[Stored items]
PR #172, opened 2023-06-07
Add check-spelling

jsoref:
## What's changed?

This introduces a check-spelling workflow, roughly as I used it to develop the PR, but with a couple of changes.

As configured check-spelling will produce a job summary reachable via [Details](https://github.com/jsoref/rewrite-docs/actions/runs/4993724999#summary-13522925151).

When possible, it will generate a Sarif report, and if a user is an admin (or nearly an admin) they'll be able to view it in GitHub, otherwise, users can download a generated artifact and process w/ their own tools (especially VSCode).

## What's your motivation?

Typos make it hard to read / parse content as well as search for content. Catching them before they're merged makes my life easier as a consumer of repositories.

@timtebeek @mike-solomon 

I can run this periodically in my own forks -- but I'm unlikely to revisit a given repository more frequently than annually if I do (more likely in 3-5 years).

## Any additional context

I've configured it to provide a fallback message (using `spell_check_this: openrewrite/rewrite-docs@master`) (ideally this shouldn't be necessary, but I think I have a bug I need to resolve which I haven't had time to focus on).

The `advice.md` file is a markdown file that the project can customize based on the needs of its maintainers/contributors. The `README.md` is designed to be helpful documentation, but is absolutely optional.

You'll want to review `expect.txt` at least once, and potentially periodically (depending on how good people are at paying attention to the tool -- at work people sometimes just accept its suggestions even when it's pointing out obvious typos 🤷‍♂️). 

The update job is designed to only run in forks. It enables people to talk to their own instance instead of running the update command locally / manually editing `expect.txt` / `excludes.txt`. You're encouraged to play with this logic in a fork, or if you aren't comfortable with it, there's nothing wrong with omitting the job.

It's using the latest released tag ([v0.0.21](https://github.com/check-spelling/check-spelling/releases/tag/v0.0.21)). Some projects are release-early / release-often -- check-spelling isn't. I don't tend to make a lot of releases although my coworkers are dogfooding [prerelease](https://github.com/check-spelling/check-spelling/tree/prerelease) in a dozen repositories (and I'm constantly dogfooding it to make contributions such as the one that was merged here). As you're already using GitHub workflows, you'll want to set up dependabot to make PRs for updates to things.

I'm happy to answer questions here / in Slack, and if this is merged, I'll probably watch the repository for a bit to make sure people don't have any problems.

### Checklist
- [ ] I've used the IntelliJ auto-formatter on affected files
- [ ] I've updated the documentation (if applicable)


SUMMARY.md
```diff
@@ -811,7 +811,7 @@
         * [Use MatcherAssert#assertThat(..)](reference/recipes/java/testing/junit5/usehamcrestassertthat.md)
         * [Use Mockito JUnit Jupiter extension](reference/recipes/java/testing/junit5/usemockitoextension.md)
         * [Use OkHttp 3 MockWebServer for JUnit 5](reference/recipes/java/testing/junit5/upgradeokhttpmockwebserver.md)
-        * [Use Vertx JUnit 5 Extension](reference/recipes/java/testing/junit5/vertxunittovertxjunit5.md)
+        * [Use Vertex JUnit 5 Extension](reference/recipes/java/testing/junit5/vertxunittovertxjunit5.md)
```
timtebeek, line 814: This refers to https://github.com/eclipse-vertx/vertx-junit5/blob/master/src/main/java/io/vertx/junit5/VertxExtension.java
```suggestion
        * [Use Vert.x JUnit 5 Extension](reference/recipes/java/testing/junit5/vertxunittovertxjunit5.md)
```

SUMMARY.md
```diff
@@ -811,7 +811,7 @@
         * [Use MatcherAssert#assertThat(..)](reference/recipes/java/testing/junit5/usehamcrestassertthat.md)
         * [Use Mockito JUnit Jupiter extension](reference/recipes/java/testing/junit5/usemockitoextension.md)
         * [Use OkHttp 3 MockWebServer for JUnit 5](reference/recipes/java/testing/junit5/upgradeokhttpmockwebserver.md)
-        * [Use Vertx JUnit 5 Extension](reference/recipes/java/testing/junit5/vertxunittovertxjunit5.md)
+        * [Use Vert.x JUnit 5 Extension](reference/recipes/java/testing/junit5/vertxunittovertxjunit5.md)
```
mike-solomon, line 814: Not a big deal - but as these are referencing the `reference/recipes` files, this will just get clobbered every release (as this part of the `SUMMARY.md` is overwritten). Would be helpful to leave check spelling on for the rest of the file, though.

mike-solomon (approved):
This looks great. Thanks so much for taking the time to do this.

.github/workflows/spelling.yml
```diff
@@ -0,0 +1,145 @@
...
+    concurrency:
+      group: spelling-update-${{ github.event.issue.number }}
+      cancel-in-progress: false
+    steps:
+    - name: apply spelling updates
+      uses: check-spelling/check-spelling@v0.0.21
+      with:
+        experimental_apply_changes_via_bot: 1
+        checkout: true
+        ssh_key: "${{ secrets.CHECK_SPELLING }}"
```
timtebeek, line 145: So if I understand correctly this part is only if we wish to update some of these files through a fork, right?

SUMMARY.md
timtebeek: We can [fix this at the source](https://github.com/openrewrite/rewrite-testing-frameworks/blob/ee9a439948dea63fb3d117f1f0bac39d80e50670/src/main/resources/META-INF/rewrite/junit5.yml#L211-L212) indeed; good that you noticed!

.github/workflows/spelling.yml
jsoref: Right.

To trigger it:
1. Create your own personal fork
2. In the fork, create a branch with a typo (or an unknown word...)
3. Create a pull request into the default branch of the fork.
4. Go to the ❌ for the status and follow the instructions. The first round through, it'll walk you through creating a deploy key (which is optional) -- if you do that, the second time you use the feature, it will be a bit smoother.

PR #175, opened 2023-06-09
Ignore drafts for check-spelling

jsoref:
## What's changed?

Check Spelling will not perform checks for pull-requests while they're in draft state.

There are two sides to this:
1. An additional `if:` condition for `github.event.pull_request.draft == false` -- this suppresses checks while the PR is in draft (note that any initial `push` events will still run and may trigger scanning / reporting if it's unhappy, but subsequent runs once a PR is opened will be suppressed by check-spelling's `suppress_push_for_open_pull_request`)
2. `on:` / `pull_request_target:` / `types:` / `'ready_for_review'` -- this triggers a check when someone converts the PR from draft to ready for review (otherwise you'd have to wait for an additional push, which would be frustrating).

## What's your motivation?

@mike-solomon asked to avoid being told about spelling while his PR (#167) was in draft

### Checklist
- [ ] I've used the IntelliJ auto-formatter on affected files
- [ ] I've updated the documentation (if applicable)

### DIFF
--- a/.github/workflows/spelling.yml
+++ b/.github/workflows/spelling.yml
@@ -69,6 +69,7 @@ on:
     - 'opened'
     - 'reopened'
     - 'synchronize'
+    - 'ready_for_review'
   issue_comment:
     types:
     - 'created'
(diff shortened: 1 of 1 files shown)


mike-solomon (approved):
You rock -- thanks for making this change.

kunli2 (approved):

### Problem to work on
The lines above from the one with "3. Create a" through the one with "There are two" are to be duplicated exactly, ends included, with nothing added.

### Response
3. Create a pull request into the default branch of the fork.
4. Go to the ❌ for the status and follow the instructions. The first round through, it'll walk you through creating a deploy key (which is optional) -- if you do that, the second time you use the feature, it will be a bit smoother.

PR #175, opened 2023-06-09
Ignore drafts for check-spelling

jsoref:
## What's changed?

Check Spelling will not perform checks for pull-requests while they're in draft state.

There are two sides to this:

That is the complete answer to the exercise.